AIM OF THE EXERCISE:
The listing is to be printed in full, exactly as given.

DATA RECORDS:

PR #3919, opened 2023-05-05
Actually remove dedicated partition check.

vadimberezniker:
The previous PR didn't fully do the job, woops.

**Related issues**: N/A

### DIFF
--- a/enterprise/server/backends/pebble_cache/pebble_cache_test.go
+++ b/enterprise/server/backends/pebble_cache/pebble_cache_test.go
@@ -1948,30 +1948,12 @@ func TestEncryption(t *testing.T) {
 	rootDir := testfs.MakeTempDir(t)
 	maxSizeBytes := int64(1_000_000_000) // 1GB
 
-	// Customer has encryption enabled but partition does not support encryption.
-	{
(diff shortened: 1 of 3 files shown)


jdhollen (approved):

enterprise/server/backends/pebble_cache/pebble_cache_test.go
```diff
@@ -1948,30 +1948,12 @@ func TestEncryption(t *testing.T) {
...
-		err = pc.Stop()
-		require.NoError(t, err)
-	}
-
 	// Customer has encryption enabled, but no keys are available.
 	{
 		opts := &pebble_cache.Options{
 			RootDirectory: rootDir,
 			Partitions: []disk.Partition{{
-				ID: pebble_cache.DefaultPartitionID, EncryptionSupported: true, MaxSizeBytes: maxSizeBytes,
```
maggie-lou, line 1974: Not positive what your plan is for reusing SupportsEncryption() but can you clean up the EncryptionSupported field?

maggie-lou (approved):

enterprise/server/backends/pebble_cache/pebble_cache_test.go
vadimberezniker: I will do it in a separate PR.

PROBLEM SOLUTION:
PR #3919, opened 2023-05-05
Actually remove dedicated partition check.

vadimberezniker:
The previous PR didn't fully do the job, woops.

**Related issues**: N/A

### DIFF
--- a/enterprise/server/backends/pebble_cache/pebble_cache_test.go
+++ b/enterprise/server/backends/pebble_cache/pebble_cache_test.go
@@ -1948,30 +1948,12 @@ func TestEncryption(t *testing.T) {
 	rootDir := testfs.MakeTempDir(t)
 	maxSizeBytes := int64(1_000_000_000) // 1GB
 
-	// Customer has encryption enabled but partition does not support encryption.
-	{
(diff shortened: 1 of 3 files shown)


jdhollen (approved):

enterprise/server/backends/pebble_cache/pebble_cache_test.go
```diff
@@ -1948,30 +1948,12 @@ func TestEncryption(t *testing.T) {
...
-		err = pc.Stop()
-		require.NoError(t, err)
-	}
-
 	// Customer has encryption enabled, but no keys are available.
 	{
 		opts := &pebble_cache.Options{
 			RootDirectory: rootDir,
 			Partitions: []disk.Partition{{
-				ID: pebble_cache.DefaultPartitionID, EncryptionSupported: true, MaxSizeBytes: maxSizeBytes,
```
maggie-lou, line 1974: Not positive what your plan is for reusing SupportsEncryption() but can you clean up the EncryptionSupported field?

maggie-lou (approved):

enterprise/server/backends/pebble_cache/pebble_cache_test.go
vadimberezniker: I will do it in a separate PR.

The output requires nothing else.